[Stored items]
———
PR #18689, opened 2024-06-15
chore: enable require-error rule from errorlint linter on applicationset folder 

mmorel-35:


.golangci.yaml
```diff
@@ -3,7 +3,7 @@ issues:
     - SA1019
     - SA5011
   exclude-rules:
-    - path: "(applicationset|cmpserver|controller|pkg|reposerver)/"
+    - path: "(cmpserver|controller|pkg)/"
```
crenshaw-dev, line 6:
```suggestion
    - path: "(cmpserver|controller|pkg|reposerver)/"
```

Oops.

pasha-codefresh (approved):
———
*Task description*:
The entries are to be duplicated exactly, with nothing changed.

*Answer space*:
PR #18689, opened 2024-06-15
chore: enable require-error rule from errorlint linter on applicationset folder 

mmorel-35:


.golangci.yaml
```diff
@@ -3,7 +3,7 @@ issues:
     - SA1019
     - SA5011
   exclude-rules:
-    - path: "(applicationset|cmpserver|controller|pkg|reposerver)/"
+    - path: "(cmpserver|controller|pkg)/"
```
crenshaw-dev, line 6:
```suggestion
    - path: "(cmpserver|controller|pkg|reposerver)/"
```

Oops.

pasha-codefresh (approved):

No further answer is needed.